The 1960s – Quebec’s Quiet Revolution
The Quiet Revolution refers to the period of social, cultural, and political upheaval that took place in Quebec in the 1960s. Language politics played an important role in these changes. While the French-speaking majority in Quebec had been granted substantial language and cultural rights prior to and following Confederation, francophones still faced several challenges in their home province. Of particular concern was the fact that an anglophone minority controlled most elite positions in Quebec business and industry, and the worry that the French language was losing ground to English in the province.
During the Quite Revolution, the provincial Liberals in Quebec enacted several policies to help French-speaking Quebecers become “Maîtres Chez Nous,” or “Masters in Our Own House.” The government created the first provincial department of Cultural Affairs, nationalized private hydroelectric facilities, and opted out of several federal government programs, such as the newly implemented Canada Pension Plan. Not surprisingly, the separatist movement gained momentum during the Quiet Revolution, as Quebecers increasingly questioned Quebec’s role within Confederation.
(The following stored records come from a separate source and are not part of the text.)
PR #276, opened 2018-07-24
README: Add another Dockerized shfmt / Docker repo

PeterDaveHello:
This Docker repository releases with corresponding upstream version tag, updates more frequently, and also brings basic shell utils provided `busybox` which could be helpful, especially for those Docker native CI environment like GitLab CI (So that we don't need to override the entrypoint).

### DIFF
--- a/README.md
+++ b/README.md
@@ -92,8 +92,7 @@ See the [_js](_js) directory for more information.
 
 ### Related projects
 
-* [dockerised-shfmt] - A docker image of `shfmt`
-* [dockerized-shfmt] - Another docker image of `shfmt` with versioning and basic shell
+* Docker images - by [jamesmstone][dockerized-jamesmstone], [PeterDaveHello][dockerized-peterdavehello]
 * [format-shell] - Atom plugin for `shfmt`
 * [micro] - Editor with a built-in plugin for `shfmt`
 * [shell-format] - VS Code plugin for `shfmt`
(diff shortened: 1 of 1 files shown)


README.md
```diff
@@ -93,6 +93,7 @@ See the [_js](_js) directory for more information.
 ### Related projects
 
 * [dockerised-shfmt] - A docker image of `shfmt`
+* [dockerised-shfmt] - Another docker image of `shfmt` with versioning and basic shell
```
mvdan: Please rephrase this, like:

```
* Docker images - by [jamesmstone][dockerized-jamesmstone], [PeterDaveHello][dockerized-peterdavehello]
```

README.md
```diff
@@ -102,6 +103,7 @@ See the [_js](_js) directory for more information.
 [bash]: https://www.gnu.org/software/bash/
 [crux]: https://github.com/6c37/crux-ports-git/tree/3.3/shfmt
 [dockerised-shfmt]: https://hub.docker.com/r/jamesmstone/shfmt/
+[dockerized-shfmt]: https://github.com/PeterDaveHello/dockerized-shfmt
```
mvdan: The change proposed above will also fix these links. You can't have two named links with the same name.

README.md
PeterDaveHello: Done, thanks.

README.md
PeterDaveHello: I tried to use dockeri**z**ed-shfmt than dockeri**s**ed-shfmt here :smile: Now revised.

The Quiet Revolution was significant in that it brought the issue of French cultural and language politics to the forefront of Canadian politics. Political elites and the Canadian public were faced with questions of how to deal with the cultural and language aspirations of French-speakers in Quebec. For those supporting a Canadian federation with Quebec, the issue centred on how to best accommodate this linguistic cultural group within a united Canada.
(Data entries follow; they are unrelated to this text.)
PR #296, opened 2018-10-01
CI: add goreleaser config

docwhat:
This should make releasing easier.

The documentation is at https://goreleaser.com/

You can set this up so that Travis or Appveyor uploads the GitHub
releases for you.

I also added sections for Docker Hub and Homebrew.  Delete them if you
don't want to support them; though I'd like both. :-)

Docker images are useful for CI and Homebrew is handy on my workstation.

There are plenty of other packaging formats, include `.deb`, `.rpm`, snaps, etc.  I don't have a lot of experience with them, so I didn't set them up.


mvdan:
`shfmt` is already on homebrew-core, so I don't see the advantage of putting it there: https://formulae.brew.sh/formula/shfmt

I also don't see a big advantage in having my own docker image. Plenty of other people have their own images (see the README), so you can pick from any of them. A docker image is also not a necessity here, as we provide fully static binaries for every platform.

As for releasing on GitHub itself, that takes about five minutes of my time every couple of months. I think automating that, especially when it adds a new tool to learn and maintain, is over-optimizing somewhat :)

I'll leave this PR open for now, in case I'm missing something here, but my first impression is that this is unnecessary complexity.

docwhat:
Ah, yeah, you already have an official Homebrew package.

I would really like you to push out the docker images though.  I know it is "easy" but if you have an official image then everyone who wants to use `shfmt` in a docker image won't have to do it themselves (and maintain it).

Triggering docker image builds when you release a new image is more work than having you just automatically build them for us.

The docker image is great for CI. :-)

As for GitHub releases, it does more than just create a release... it creates a Changelog as well.  You can see it on my project: <https://github.com/docwhat/go-importd/releases>  I started using goreleaser as of version 0.1.5.

I have my project set up so I just create a tag (e.g., `v1.0.0.`) and push it up and Travis does the rest for me.  It did require adding some encrypted variables for dockerhub and github, which is more annoying than I would like.

However, the fact that I can tweak the release by editing the [well documented](https://goreleaser.com/customization/) `.goreleaser.yml` and test it with `--snapshot` makes it very easy.

mvdan:
> I would really like you to push out the docker images though.

I may decide to publish my own Docker image at some point, but automation isn't the issue here. I could simply have Travis or Docker Hub automate the builds for me for each tag.

> it creates a Changelog as well

What I can see is a list of commits, which isn't particularly useful to me. Each release has dozens if not hundreds of commits. If you look at my releases page, I spend five minutes crafting a useful changelog with the noteworthy changes in each release.

So, all in all, thanks for the pull request but I don't think this makes sense for me. In the future, it would be good if you filed an issue before a PR, and I would have told you I didn't need the tool before you posted the PR :)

Royal Commission on Bilingualism and Biculturalism
This issue of accommodation led the federal government, under Liberal Prime Minister Lester B. Pearson, to form the 1963 Royal Commission on Bilingualism and Biculturalism (commonly referred to as the “B and B Commission”). Chaired by André Laurendau, editor of Le Devoir (a major Montreal daily newspaper) and University administrator Davidson Dunton, the Commission was charged with investigating and reporting upon “the existing state of bilingualism and biculturalism in Canada and to recommend what steps should be taken to develop the Canadian Confederation on the basis of an equal partnership between two founding races.”
In its reports, the Commission highlighted a great crisis in Canadian language politics, stemming from a failure by all levels of government outside of Quebec to respect Canada’s French-speaking minorities. According to the Commission, adequate accommodation of Quebec in Canada required more than simply officially recognizing the French language in the nation’s political institutions. Instead, the Commission recommended the formal recognition of French-speaking Canadians as a distinct and equal society within Canada. Moreover, the Commission rejected the creation of two unilingual regions in Canada, where the primary language in Quebec would have been French, while the rest of the country would have been dominated by English. Instead, the Commission recommended a bilingual strategy that would promote both languages across the nation. This strategy would include the protection of French and English linguistic minorities, as well as promoting bilingualism (use of both languages) amongst Canadians.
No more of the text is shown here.